**EXERCISE**
Provide only the number of lines below that hold "within".

**INFORMATION PROVIDED**
-----
Issue #1112, opened 2018-05-03
Improvements to support Hadoop-BAM/Squark


tomwhite:
This describes some of the improvements, changes and additions to htsjdk to better support Hadoop-BAM and its proposed new incarnation codenamed [Squark](https://github.com/tomwhite/squark).

Individual issues or PRs can be created later to implement the changes as needed.

Small changes
- Code to write a BAM header to a stream. Currently resides in htsjdk's BAMFileWriter#writeHeader, which is protected (and the class is package private). Needed by [BamSink](https://github.com/tomwhite/squark/blob/htsjdk-comments/src/main/java/com/tom_e_white/squark/impl/formats/bam/BamSink.java#L74) in Squark.
- More block compressed file pointer utils. BlockCompressedFilePointerUtil#makeFilePointer should be public. It would also be useful to have an overloaded version that doesn't have an offset (i.e. is 0).  Squark has [BgzfVirtualFilePointerUtil](https://github.com/tomwhite/squark/blob/htsjdk-comments/src/main/java/com/tom_e_white/squark/impl/formats/bgzf/BgzfVirtualFilePointerUtil.java)
- Expose CRAMIntervalIterator. Currently private, it's needed in [Squark](https://github.com/tomwhite/squark/blob/htsjdk-comments/src/main/java/com/tom_e_white/squark/impl/formats/cram/CramSource.java#L158) to get reads overlapping intervals, much like BAMFileReader#createIndexIterator.

Improvements
- Seeks within SeekableBufferedStream's buffer should not create a new buffer. See Squark's [ExtSeekableBufferedStream](https://github.com/tomwhite/squark/blob/htsjdk-comments/src/main/java/htsjdk/samtools/ExtSeekableBufferedStream.java) for the changes. 
- An optimized version of CramContainerIterator that only reads the header for each container. See Squark's [CramContainerHeaderIterator](https://github.com/tomwhite/squark/blob/htsjdk-comments/src/main/java/htsjdk/samtools/CramContainerHeaderIterator.java)
- A way to read a VCFHeader from a stream without knowing if the file is VCF or BCF, or compressed or not. Implementation in Hadoop-BAM's [VCFHeaderReader](https://github.com/HadoopGenomics/Hadoop-BAM/blob/master/src/main/java/org/seqdoop/hadoop_bam/util/VCFHeaderReader.java).
[...]

PR #1120, opened 2018-05-22
Public method for CRAMIntervalIterator for overlapping intervals

tomwhite:
### Description

Expose a method to create a CRAMIntervalIterator to get reads overlapping intervals, much like BAMFileReader#createIndexIterator. See #1112 

### Checklist

- [ ] Code compiles correctly
- [ ] All tests passing

### DIFF
--- a/src/main/java/htsjdk/samtools/CRAMFileReader.java
+++ b/src/main/java/htsjdk/samtools/CRAMFileReader.java
@@ -466,6 +466,32 @@ public class CRAMFileReader extends SamReader.ReaderImplementation implements Sa
             iterator.setFileSource(enabled ? reader : null);
     }
 
+    /**
+     * Prepare to iterate through SAMRecords that match the intersection of the given intervals and chunk boundaries.
+     * @param intervals the intervals to restrict reads to
+     * @param contained if <code>true</code>, return records that are strictly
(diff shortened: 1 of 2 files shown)


src/main/java/htsjdk/samtools/CRAMFileReader.java
```diff
@@ -466,6 +466,32 @@ void enableFileSource(final SamReader reader, final boolean enabled) {
             iterator.setFileSource(enabled ? reader : null);
     }
 
+    /**
+     * Prepare to iterate through SAMRecords that match the given intervals.
```
cmnbroad: I think we should slightly narrow the description of what this method does. Since there is no validation that the provided chunks actually match (fully span) the territory covered by the intervals, it possible that the iterator doesn't return the full set of records matching the query. The records are constrained first by the chunks, then further constrained by the intervals.

tomwhite: Good point. I've revised the wording to say "Prepare to iterate through SAMRecords that match the intersection of the given intervals and chunk boundaries."

tomwhite:
Added a new test.

lbergelson:
@tomwhite Thank you.

PR #1121, opened 2018-05-22
Seeks within SeekableBufferedStream's buffer do not need to create a new buffer

tomwhite:
### Description

This is an optimization to avoid unnecessary seeks (which can be expensive when reading from cloud stores, or Hadoop). See #1112

### Checklist

- [ ] Code compiles correctly
- [ ] All tests passing

### DIFF
--- a/src/main/java/htsjdk/samtools/seekablestream/SeekableBufferedStream.java
+++ b/src/main/java/htsjdk/samtools/seekablestream/SeekableBufferedStream.java
@@ -47,14 +47,18 @@ public class SeekableBufferedStream extends SeekableStream {
             else return this.buf.length - this.pos;
         }
 
-        /** Returns the position in the buffer. */
-        int getPositionInBuffer() {
-            return pos;
+        /** Return true if the position can be changed by the given delta and remain in the buffer. */
+        boolean canChangePos(long delta) {
+            return this.pos + delta >= 0 && delta < getBytesInBufferAvailable();
         }
 
         /** Changes the position in the buffer by a given delta. */
         void changePos(int delta) {
-            this.pos += delta;
+            int newPos = this.pos + delta;
+            if (newPos < 0 || newPos > this.buf.length) {
+                throw new IllegalArgumentException("New position not in buffer pos=" + this.pos + ", delta=" + delta);
+            }
+            this.pos = newPos;
         }
     }
 
@@ -90,7 +94,7 @@ public class SeekableBufferedStream extends SeekableStream {
             return retval;
         } else {
             final long position = this.position + skipLength;
-            seek(position);
+            seekInternal(position);
             return skipLength;
         }
     }
@@ -100,13 +104,20 @@ public class SeekableBufferedStream extends SeekableStream {
         if (this.position == position) {
             return;
         }
-        if ((position > this.position && (position - this.position < this.bufferedStream.getBytesInBufferAvailable()))
-                || (position < this.position && (this.position - position < this.bufferedStream.getPositionInBuffer()))) {
-            this.bufferedStream.changePos((int) (position - this.position));
+        // check if the seek is within the buffer
+        long delta = position - this.position;
+        if (this.bufferedStream.canChangePos(delta)) {
+            // casting to an int is safe since the buffer is less than the size of an int
+            this.bufferedStream.changePos((int) delta);
+            this.position = position;
         } else {
-            wrappedStream.seek(position);
-            bufferedStream = new ExtBufferedInputStream(wrappedStream, bufferSize);
+            seekInternal(position);
         }
+    }
+
+    private void seekInternal(final long position) throws IOException {
+        wrappedStream.seek(position);
+        bufferedStream = new ExtBufferedInputStream(wrappedStream, bufferSize);
         this.position = position;
     }
 
--- a/src/main/java/htsjdk/samtools/seekablestream/SeekableBufferedStream.java
+++ b/src/main/java/htsjdk/samtools/seekablestream/SeekableBufferedStream.java
@@ -46,6 +46,16 @@ public class SeekableBufferedStream extends SeekableStream {
             if (this.count == this.pos) return 0; // documented test for "is buffer empty"
             else return this.buf.length - this.pos;
         }
+
+        /** Returns the position in the buffer. */
+        int getPositionInBuffer() {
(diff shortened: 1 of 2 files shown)


src/test/java/htsjdk/samtools/seekablestream/SeekableBufferedStreamTest.java
```diff
@@ -123,6 +124,43 @@ public void testSkip() throws IOException {
...
+        int bufferSize = 20000;
+        int startPosition = 250000;
+        int length = 5000;
+
+        final int[] RELATIVE_SEEK_OFFSET = new int[]{-bufferSize*2, -bufferSize, -bufferSize/2, -length, -length/2, 0,
+                length/2, length, bufferSize/2, bufferSize, bufferSize*2};
+
+        for (final int seekOffset : RELATIVE_SEEK_OFFSET) {
+            byte[] buffer1 = new byte[length];
+            SeekableStream unBufferedStream = new SeekableFileStream(BAM_FILE);
```
lbergelson: You should pull the stream creation into a try-with-resources block so they get closed.

src/test/java/htsjdk/samtools/seekablestream/SeekableBufferedStreamTest.java
```diff
@@ -123,6 +124,43 @@ public void testSkip() throws IOException {
         }
     }
 
+    @Test
+    public void testSeek() throws IOException {
+        int bufferSize = 20000;
```
lbergelson: I'd make these final.

src/test/java/htsjdk/samtools/seekablestream/SeekableBufferedStreamTest.java
```diff
@@ -123,6 +124,43 @@ public void testSkip() throws IOException {
...
+        int startPosition = 250000;
+        int length = 5000;
+
+        final int[] RELATIVE_SEEK_OFFSET = new int[]{-bufferSize*2, -bufferSize, -bufferSize/2, -length, -length/2, 0,
```
lbergelson: it's weird that this is all caps generally style is to only use caps for static constants, but it does match the rest of the tests, so I guess keep it for consistency?

src/test/java/htsjdk/samtools/seekablestream/SeekableBufferedStreamTest.java
```diff
@@ -123,6 +124,43 @@ public void testSkip() throws IOException {
...
+                length/2, length, bufferSize/2, bufferSize, bufferSize*2};
+
+        for (final int seekOffset : RELATIVE_SEEK_OFFSET) {
+            byte[] buffer1 = new byte[length];
+            SeekableStream unBufferedStream = new SeekableFileStream(BAM_FILE);
+            unBufferedStream.seek(startPosition);
+            int bytesRead = unBufferedStream.read(buffer1, 0, length);
+            Assert.assertEquals(length, bytesRead);
```
lbergelson: It would be nice if we were explicitly checking that we were doing the cheap jumps when possible instead of expensive seeks.  It seems like it could be done by instrumenting the SeekableStream before we wrap it. Maybe not worth it though.

src/main/java/htsjdk/samtools/seekablestream/SeekableBufferedStream.java
```diff
@@ -87,9 +97,17 @@ public long skip(final long skipLength) throws IOException {
 
     @Override
     public void seek(final long position) throws IOException {
+        if (this.position == position) {
+            return;
+        }
+        if ((position > this.position && (position - this.position < this.bufferedStream.getBytesInBufferAvailable()))
```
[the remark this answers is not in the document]
tomwhite: Good suggestions. Changed as necessary.

src/main/java/htsjdk/samtools/seekablestream/SeekableBufferedStream.java
```diff
@@ -46,6 +46,16 @@ int getBytesInBufferAvailable() {
...
             else return this.buf.length - this.pos;
         }
+
+        /** Returns the position in the buffer. */
+        int getPositionInBuffer() {
+            return pos;
+        }
+
+        /** Changes the position in the buffer by a given delta. */
+        void changePos(int delta) {
```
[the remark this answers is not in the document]
tomwhite: Done.

src/test/java/htsjdk/samtools/seekablestream/SeekableBufferedStreamTest.java
tomwhite: Done.

src/test/java/htsjdk/samtools/seekablestream/SeekableBufferedStreamTest.java
tomwhite: Done.

src/test/java/htsjdk/samtools/seekablestream/SeekableBufferedStreamTest.java
tomwhite: Yes, I did this for consistency.

src/test/java/htsjdk/samtools/seekablestream/SeekableBufferedStreamTest.java
tomwhite: This turned out to be easy to implement by checking if the internal buffer's object identity changed.

tomwhite:
@lbergelson thanks for the review. I also made `skip()` call a `skipInternal()` method that has the old logic (with no buffer awareness).

tomwhite:
The code coverage changes look unrelated.

src/main/java/htsjdk/samtools/seekablestream/SeekableBufferedStream.java
```diff
@@ -80,16 +94,31 @@ public long skip(final long skipLength) throws IOException {
...
 
     @Override
     public void seek(final long position) throws IOException {
-        this.position = position;
+        if (this.position == position) {
+            return;
+        }
+        // check if the seek is within the buffer
+        long delta = position - this.position;
+        if (this.bufferedStream.canChangePos(delta)) {
```
lbergelson: This is so much cleaner than before.

PR #1122, opened 2018-05-22
Add VCFHeaderReader

tomwhite:
### Description

Add a utility class (VCFHeaderReader) to read a VCFHeader from a stream without knowing if the file is VCF or BCF, or compressed or not. This is used a lot in Hadoop-BAM and GATK, but has general utility (it's not tied to Hadoop or Spark, for example), so htsjdk would be an appropriate home for it. See #1112

### Checklist

- [ ] Code compiles correctly
- [ ] All tests passing

### DIFF
--- a/src/main/java/htsjdk/variant/utils/VCFHeaderReader.java
+++ b/src/main/java/htsjdk/variant/utils/VCFHeaderReader.java
@@ -1,0 +1,56 @@
+package htsjdk.variant.utils;
+
+import htsjdk.samtools.SamStreams;
+import htsjdk.samtools.seekablestream.SeekableStream;
+import htsjdk.samtools.util.BlockCompressedInputStream;
+import htsjdk.tribble.FeatureCodecHeader;
+import htsjdk.tribble.TribbleException;
+import htsjdk.tribble.readers.AsciiLineReader;
+import htsjdk.tribble.readers.AsciiLineReaderIterator;
+import htsjdk.tribble.readers.PositionalBufferedStream;
+import htsjdk.variant.bcf2.BCF2Codec;
+import htsjdk.variant.vcf.VCFCodec;
+import htsjdk.variant.vcf.VCFHeader;
+
+import java.io.BufferedInputStream;
+import java.io.IOException;
+import java.io.InputStream;
+import java.util.zip.GZIPInputStream;
+
+/**
+ * Utility class to read a VCF header without being told beforehand whether the input is VCF or BCF.
+ */
+public final class VCFHeaderReader {
+    /**
+     * Read a VCF header from a stream assuming first that it is a VCF file (possibly gzip or block compressed),
+     * and falling back to trying BCF if reading VCF fails. After successfully reading a header the stream is
+     * positioned immediately after the header, otherwise, if an exception is thrown, the state of the stream is
+     * undefined.
+     *
+     * @param in the stream to read the header from
+     * @return the VCF header read from the stream
+     * @throws IOException if no VCF header is found
+     */
+    public static VCFHeader readHeaderFrom(final SeekableStream in) throws IOException {
+        FeatureCodecHeader headerCodec;
+        final long initialPos = in.position();
+        try {
+            BufferedInputStream bis = new BufferedInputStream(in);
+            // despite the name, SamStreams.isGzippedSAMFile looks for any gzipped stream (including block compressed)
+            InputStream is = SamStreams.isGzippedSAMFile(bis) ? new GZIPInputStream(bis) : bis;
+            headerCodec = new VCFCodec().readHeader(new AsciiLineReaderIterator(AsciiLineReader.from(is)));
+        } catch (TribbleException e) {
+            in.seek(initialPos);
+            InputStream bin = new BufferedInputStream(in);
+            if (BlockCompressedInputStream.isValidFile(bin)) {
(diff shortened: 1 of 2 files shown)


src/main/java/htsjdk/variant/utils/VCFHeaderReader.java
```diff
@@ -0,0 +1,54 @@
...
+     * @return the VCF header read from the stream
+     * @throws IOException if no VCF header is found
+     */
+    public static VCFHeader readHeaderFrom(final SeekableStream in) throws IOException {
+        FeatureCodecHeader headerCodec;
+        final long initialPos = in.position();
+        try {
+            BufferedInputStream bis = new BufferedInputStream(in);
+            // despite the name, SamStreams.isGzippedSAMFile looks for any gzipped stream
+            InputStream is = SamStreams.isGzippedSAMFile(bis) ? new GZIPInputStream(bis) : bis;
```
lbergelson: Does isGzippedSAMFile return true for a block compressed file?  It must or vcf.bgz wouldn't work here?  I think you should add a comment about that case here.

src/main/java/htsjdk/variant/utils/VCFHeaderReader.java
```diff
@@ -0,0 +1,54 @@
...
+import java.io.InputStream;
+import java.util.zip.GZIPInputStream;
+
+/**
+ * Utility class to read a VCF header without being told beforehand whether the input is VCF or BCF.
+ */
+public final class VCFHeaderReader {
+    /**
+     * Read a VCF header from a stream assuming first that it is a VCF file (possibly gzip or block compressed),
+     * and falling back to trying BCF if reading VCF fails.
```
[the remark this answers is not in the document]
tomwhite: Done

src/main/java/htsjdk/variant/utils/VCFHeaderReader.java
tomwhite: Yes it does. Updated comment.

src/main/java/htsjdk/variant/utils/VCFHeaderReader.java
```diff
@@ -0,0 +1,56 @@
...
+        } catch (TribbleException e) {
+            in.seek(initialPos);
+            InputStream bin = new BufferedInputStream(in);
+            if (BlockCompressedInputStream.isValidFile(bin)) {
+                bin = new BlockCompressedInputStream(bin);
+            }
+            try {
+                headerCodec = new BCF2Codec().readHeader(new PositionalBufferedStream(bin));
+            } catch (TribbleException e2) {
+                throw new IOException("No VCF header found", e2);
```
cmnbroad: One suggestion - the codecs throw TribbleException for any header parsing issue, so in some cases, the first exception (on line 42) represents the real issue, but the second one will be what the user sees. We could deterministically figure out the stream type and delegate based on that, otherwise this code will report misleading errors, i.e. something like "No VCF header found - BCF magic header info not found" when the real issue is the a malformed header in a VCF stream. At one time there was a PR that had stream sniffing code in it, but I can't find it. There is code in the BCF codec in readHeader to determine if a stream is a BCF stream, though it would have to be exposed.

tomwhite: @cmnbroad thanks for the suggestion. I've reworked the method so that it detects VCF vs BCF from the magic number, then tries to parse the header.

src/test/java/htsjdk/variant/utils/VCFHeaderReaderTest.java
```diff
@@ -0,0 +1,47 @@
...
+    public void testReadHeaderFromThrowsIOExceptionForInvalidFile() throws IOException {
+        try {
+            VCFHeaderReader.readHeaderFrom(new SeekableFileStream(new File("src/test/resources/htsjdk/samtools/empty.bam")));
+        } catch (FileNotFoundException e) {
+            Assert.fail("Should fail with IOException, not FileNotFoundException");
+        }
+    }
+
+    @Test(expectedExceptions = FileNotFoundException.class)
+    public void testReadHeaderFromThrowsFileNotFoundExceptionForNonExistentFile() throws IOException {
```
lbergelson: This test passes even if you remove the call to readHeaderFrom, it's failing during stream construction

src/main/java/htsjdk/variant/utils/VCFHeaderReader.java
```diff
@@ -0,0 +1,56 @@
...
+    public static VCFHeader readHeaderFrom(final SeekableStream in) throws IOException {
+        final long initialPos = in.position();
+        byte[] magicBytes = InputStreamUtils.readFully(bufferAndDecompressIfNecessary(in), BCFVersion.MAGIC_HEADER_START.length);
+        in.seek(initialPos);
+        if (magicBytes[0] == '#') { // VCF
+            return readHeaderFrom(in, new VCFCodec());
+        } else if (Arrays.equals(magicBytes, BCFVersion.MAGIC_HEADER_START)) {
+            return readHeaderFrom(in, new BCF2Codec());
+        }
+        throw new IOException("No VCF header found");
```
lbergelson: change this to throw TribbleException.InvalidHeader so that it matches what will happens if the readHeadFrom method fails internally.

lbergelson:
@tomwhite Merged this here #1148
-----
**ANSWER SPACE**
4